Yep, theory was crap.  Issue has gotten progressively worse until now I can't get the machine to do anything but shimmy the table a little.  I think the encoder might be shot as when the table is trying to move when I calibrate the axis the reading on the screen doesn't change.  They do on the Z axis but not the X (which is next in line for calibrating).  New theory is table is trying to move but the encoder is not giving any feedback so it just shakes back and forth .  My theories havn't exactly been working for me lately.


I got to use the machine for about two weeks and am happy with it when it works.  It's plenty sturdy and accurate but I believe I'll be chasing electrical problems until I do something about it.  Looks like I might have sold myself on an upgrade.  Hate to do it but if I had started a month ago I'd already be done.  I'm gonna play with it a little more but I can see a conversion on my horizon.  I better start doing my research.

I might start with the encoders and see what that get's me since I'd most likely do those anyway on a conversion.


----------



## JimDawson

*Re: Code issue, please help.  This stopped being fun a few days ago.*

One thing after another.  I see a conversion in you future also.  The encoder is also my best guess at this point, try Automation Direct for encoders.  Reasonably priced and a lot of options.

There are quite a few options for upgrade systems, I would pick a system that can use your existing motors, drives, and encoders.  That will save a lot of expense.  If your budget is large enough, then going with a full AC servo system would be the ideal choice.  I was able to use the existing motors in my upgrade, so the cost was not astronomical.


----------



## ecdez

*Re: Code issue, please help.  This stopped being fun a few days ago.*

Existing motors is a must.

I think I'd like to convert to linear scales if I'm going to go through all the trouble.

From what little research I've done it looks like a PMDX-126 breakout board and Gecko G320 drivers are compatible, inexpensive and easy to come by.  Parts I havn't figured out yet is getting the 90v power for the motors and spindle motor control.  Spindle motor might be as simple as a VFD but it does have a speed control knob to either eliminate or deal with.

Every picture I've seen there is a large capacitor in the box with the electronics.  What is that for?




Life was looking good! anyway, it will again, just have to get past this hurdle.
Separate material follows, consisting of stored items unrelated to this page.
PR #2723, opened 2020-05-25
optimize: optimize get table meta in postgre sql

l81893521:
optimize get table meta in postgre sql


rm-datasource/src/main/java/io/seata/rm/datasource/sql/struct/cache/PostgresqlTableMetaCache.java
```diff
@@ -64,7 +62,7 @@ protected String getCacheKey(Connection connection, String tableName, String res
 
     @Override
     protected TableMeta fetchSchema(Connection connection, String tableName) throws SQLException {
-        try (Statement stmt = connection.createStatement()) {
+        try {
```
jsbxyyx, line 65: need close statement?

PR #5485, opened 2023-04-03
optimize: optimize server log output

slievrly:

optimize server log output

after modified in file log:
image


core/src/main/java/io/seata/core/protocol/RegisterTMRequest.java
```diff
@@ -87,11 +87,4 @@ public short getTypeCode() {
         return MessageType.TYPE_REG_CLT;
     }
 
-    @Override
-    public String toString() {
-        return "RegisterTMRequest{" +
-            "applicationId='" + applicationId + '\'' +
-            ", transactionServiceGroup='" + transactionServiceGroup + '\'' +
-            '}';
-    }
```
wangliang181230, line 96: Why remove this override?

slievrly: `RegisterTMRequest` has no additional filed and implements `toString()` in its parent class `AbstractIdentifyRequest`.

wangliang181230 (approved):
LGTM

PR #5647, opened 2023-06-14
optimize: support case-sensitive attributes for table and column metadata

slievrly:

support case-sensitive attributes for table and column metadata

fix #5553


rm-datasource/src/main/java/io/seata/rm/datasource/sql/struct/cache/MysqlTableMetaCache.java
```diff
@@ -106,6 +106,9 @@ private TableMeta resultSetMetaToSchema(ResultSetMetaData rsmd, DatabaseMetaData
 
         TableMeta tm = new TableMeta();
         tm.setTableName(tableName);
+        //always true and nothing to do with escape characters for mysql.
+        // May be not consistent with lower_case_table_names
+        tm.setCaseSensitive(true);
```
a364176773, line 111: Why not use SHOW VARIABLES LIKE 'lower_case_table_names'.  其他几个db同理

PR #5850, opened 2023-09-15
optimize: decouple saga expression handling and remove evaluator package

### LINKED ISSUE #5436: seata saga 模式expression计算和spring接耦
## Why you need it?

## How it could be?

ptyin:

The current expression structure (as observed following) is actually quite fragmented, mainly due to the fact that the expression structure processing logic is currently scattered across invocations without a centralized intermediary layer to parse it. 

image

Thus, this PR consolidate the parsing of expression structures and adopts the expression structure in the green box in the figure on a backward-compatible basis.

Besides, the differences between the expression and evaluation packages are minimal, as both are used to handle expressions, mainly differing in return values. In fact, they can both be unified under the expression category. Separating them into two systems actually increases developers' understanding cost of the code.

fixes #5436

This optimization is purely a code optimization, without adding any new functionality. It can be verified through existing saga tests. The expected behavior is the same as usual.

By existing saga tests.


saga/seata-saga-engine/src/main/java/io/seata/saga/engine/expression/impl/DefaultExpressionResolver.java
```diff
@@ -0,0 +1,138 @@
...
+
+    private ExpressionFactoryManager expressionFactoryManager;
+
+    private String rootObjectName;
+
+    @Override
+    public Expression getExpression(String expressionStr) {
+        ExpressionStruct struct = parseExpressionStruct(expressionStr);
+
+        ExpressionFactory expressionFactory = expressionFactoryManager.getExpressionFactory(struct.type);
```
wt-better, line 55: we need to compatible history expressions without type. so if expression type is null, default expression type?

ptyin: It works fine with passing `null`

saga/seata-saga-engine/src/main/java/io/seata/saga/engine/expression/impl/DefaultExpressionResolver.java
```diff
@@ -0,0 +1,138 @@
...
+        ExpressionStruct struct = new ExpressionStruct();
+        struct.typeStart = expressionStr.indexOf("$");
+        int dot = expressionStr.indexOf(".", struct.typeStart);
+        int leftBracket = expressionStr.indexOf("{", struct.typeStart);
+
+
+        boolean isOldEvaluatorStyle = false;
+        if (struct.typeStart == 0) {
+            if (leftBracket < 0 && dot < 0) {
+                throw new IllegalArgumentException(String.format("Expression [%s] type is not closed", expressionStr));
```
wt-better, line 66: if express is '$=1', this message is inappropriate. Whether to modify it to 'resolve expression %s fail ' ?

ptyin: I think the message "resolve expression %s fail" you mentioned is kind of too generic, and may confuse users. And the current message does make sense in case of "$=1". The message would be "Expression [$=1] type is not closed", which can be tranlated as "表达式[$=1]类型未闭合". Since the the standard format of expression is `$expressionType.expressionContent`, this message indicates the `expressionType` is not closed, i.e., the type end indicator '.' is missing.

ptyin: Or, an optimized solution can be "Failed to resolve the expression [%s]: the type end indicator is missing." What do you think?

wt-better:
LGTM

saga/seata-saga-engine/src/main/java/io/seata/saga/engine/expression/impl/DefaultExpressionResolver.java
wt-better: I have priority the second proposal.

PR #5876, opened 2023-09-24
feature: add admin api used by seata-ctl

An-DJ:

Add admin API used by `seata-ctl`, which will be held under the `Seata` organization.

([temporary location](https://github.com/an-dj/seata-ctl))

#### Admin API list
* StatusController, for querying the TC server status (ok/ not ok) in a cluster
* RegistryController, for set/get operation to `seata.registry.*` configuration (in memory only)
* ConfigCenterController, for set/get operation to `seata.config.*` configuration (in memory only)
* ConfigController, for set/get operation to normal configuration
* TxnTryController, for trying an example transaction to check if the server is ok

#### Configurations which can be dynamically modified
* seata.server.max-commit-retry-timeout
* seata.server.max-rollback-retry-timeout
* seata.server.rollback-retry-timeout-unlock-enable
* seata.server.enable-check-auth
* seata.server.retry-dead-threshold
* seata.server.xaer-nota-retry-timeout
* seata.server.undo.log-save-days

#### In addition
1. Registry configuration (seata.registry.x) and config-center configuration (seata.config.x) can only be modified dynamically in memory. That is, if the server restarts, all changes of them will be lost.
2. Normal configuration (except for registry & config-center conf) can be obtained by `get`, but only several configuration item can be modified dynamically. This is because that the others are used by the server initialization (such as service.port), they cannot be easily modified if the server does not shutdown (or reboot).

#### Validate the configuration key-value pair

In this PR, ConfigurationValidator is introduced to validate if a configuration key-value pair is valid.

Configuraiton schema is defined in `config/seata-config-core/src/main/resources/config-schema.yml`.


An-DJ:
@slievrly Ready for your review: 

1. Support `get/set` multiple configurations at the same time, like below:

	```shell
	get config --key '[ \
	    "server.servicePort", \
	    "server.recovery.timeoutRetryPeriod", \
	    "server.undo.logDeletePeriod" \
	]'
	```

	```shell
	set config --data '{ \
	    "server.maxCommitRetryTimeout": "3000", \
	    "server.maxRollbackRetryTimeout": "3000", \
	    "server.undo.logSaveDays": "14" \
	}'
	```

2. Enhance the `try` command to simulating transction steps `begin`, `commit`, and `rollback`:

	* Try to begin an example transaction:

	```shell
	127.0.0.1:7091 > try begin --timeout 300000
	Try an example txn successfully, xid=192.168.163.1:8091:8755443813836259333
	```

	* Commit a transaction by xid:

	```shell
	127.0.0.1:7091 > try commit --xid 192.168.163.1:8091:8755443813836259333
	Commit txn successfully, xid=192.168.163.1:8091:8755443813836259333
	```

	* Rollback a transaction by xid:

	```shell
	127.0.0.1:7091 > try rollback --xid 192.168.163.1:8091:8755443813836259333
	Rollback txn successfully, xid=192.168.163.1:8091:8755443813836259333
	```

3. Support atomically modifying the configuration of `registry` and `conf center`

4. Use unified command entry to configuring `registry`, `conf center`, and `general configuration`.

	```shell
	127.0.0.1:7091 > set config -h
	Set the configuration

	Usage:
	   set config [flags]

	Flags:
	      --config-center   If set configuration center conf
	      --data string     Configuration map (default "{}")
	  -h, --help            help for config
	      --registry        If set registry conf
	```

	The three configurations differ in processing logic, so additional parameters are used to distinguish the purpose.

More examples can be found there: https://github.com/An-DJ/seata-ctl

BTW, is it suitable now to place that repo under the 'Seata' organization?

discovery/seata-discovery-core/src/main/java/io/seata/discovery/registry/RegistryService.java
```diff
@@ -95,6 +95,19 @@ public interface RegistryService<T> {
      */
     List<InetSocketAddress> lookup(String key) throws Exception;
 
+    /**
+     * Get all nodes' ip in that server's cluster
+     * @return ips
+     * @throws Exception the exception
+     */
+    List<InetSocketAddress> getClusterNodes() throws Exception;
```
slievrly, line 103: Looking at the various implementations, this interface I don't think is necessary.

server/src/main/java/io/seata/server/console/controller/ConfigurationController.java
```diff
@@ -0,0 +1,104 @@
...
+import java.util.HashMap;
+import java.util.List;
+import java.util.Map;
+
+/**
+ * @author Junduo Dong
+ */
+@RestController
+@RequestMapping("/api/v1/admin/configuration")
+public class ConfigurationController {
```
slievrly, line 38: The version of the API should also be reflected in the file structure.

server/src/main/java/io/seata/server/console/controller/ConfigurationController.java
```diff
@@ -0,0 +1,104 @@
...
+                return SingleResult.success(configurationService.setConf(conf));
+            } catch (Exception e) {
+                return SingleResult.failure(Code.ERROR.code, e.getMessage());
+            }
+        }
+    }
+
+    @RequestMapping(method = RequestMethod.POST, value = "/registry")
+    SingleResult<Map<String, List<String>>> setRegistryConf(@RequestBody Map<String, String> conf) {
+        synchronized (setConfLock) {
```
slievrly, line 63: we need a global lock, not a process-level lock.

mark as TODO.

server/src/main/java/io/seata/server/console/controller/TxnTryController.java
```diff
@@ -0,0 +1,87 @@
...
+import static io.seata.server.console.Constant.DEMO_APP_NAME;
+import static io.seata.server.console.Constant.DEMO_GROUP_NAME;
+import static io.seata.server.console.Constant.DEMO_TXN_NAME;
+
+/**
+ * @author Junduo Dong
+ */
+@RestController
+@RequestMapping("/api/v1/admin/txn")
+public class TxnTryController {
```
slievrly, line 42: txn  -> trx
TxnTryController  ->  TxnMockController

An-DJ: Renamed.

server/src/main/java/io/seata/server/console/controller/ConfigurationController.java
An-DJ: Done.

discovery/seata-discovery-core/src/main/java/io/seata/discovery/registry/RegistryService.java
An-DJ: Although the core logic in `getClusterNodes()` is calling the private method `lookupByCluster`, which the same as an  existing function `lookup`, but `lookup` is exposed to be used in CLIENT side.

So IMHO, we need expose a method to be used in SERVER side. That's why I introduce the `getClusterNodes`.

slievrly (approved):
LGTM

discovery/seata-discovery-core/src/main/java/io/seata/discovery/registry/RegistryService.java
slievrly: ok.

PR #5892, opened 2023-09-28
feature: support polardb-x 2.0

hsien999:

Extending AT mode support for PolarDB-X 2.0.
Note: Transparent PolarDB-X support is currently available only in the form of MySQL inheritance, and DRDS partitioning may need to be supported in the future.


rm-datasource/src/main/java/io/seata/rm/datasource/DataSourceProxy.java
```diff
@@ -101,6 +102,20 @@ private void init(DataSource dataSource, String resourceGroupId) {
         RootContext.setDefaultBranchType(this.getBranchType());
     }
 
+    /**
+     * test mysql adaptive type for PolarDB-X
+     *
+     * @param connection db connection
+     */
+    private void testMySQLAdaptiveType(Connection connection) {
```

In the two weeks I had to make parts I actually did a few samples and sold a couple hundred $$ worth of stuff.  The day it broke I had requests for $100 worth of more work that was about 1/2 hours work and material I had on hand.  Came to my day job today and there is a small job that I could have produced that's worth a couple hundred $$ that they're going to buy from someone else.  I have to get this going again.


----------



## JimDawson

*Re: Code issue, please help.  This stopped being fun a few days ago.*

_I think I'd like to convert to linear scales if I'm going to go through all the trouble._
Linear scales is the only way to go in my opinion.  Magnetic scales are an option to look at.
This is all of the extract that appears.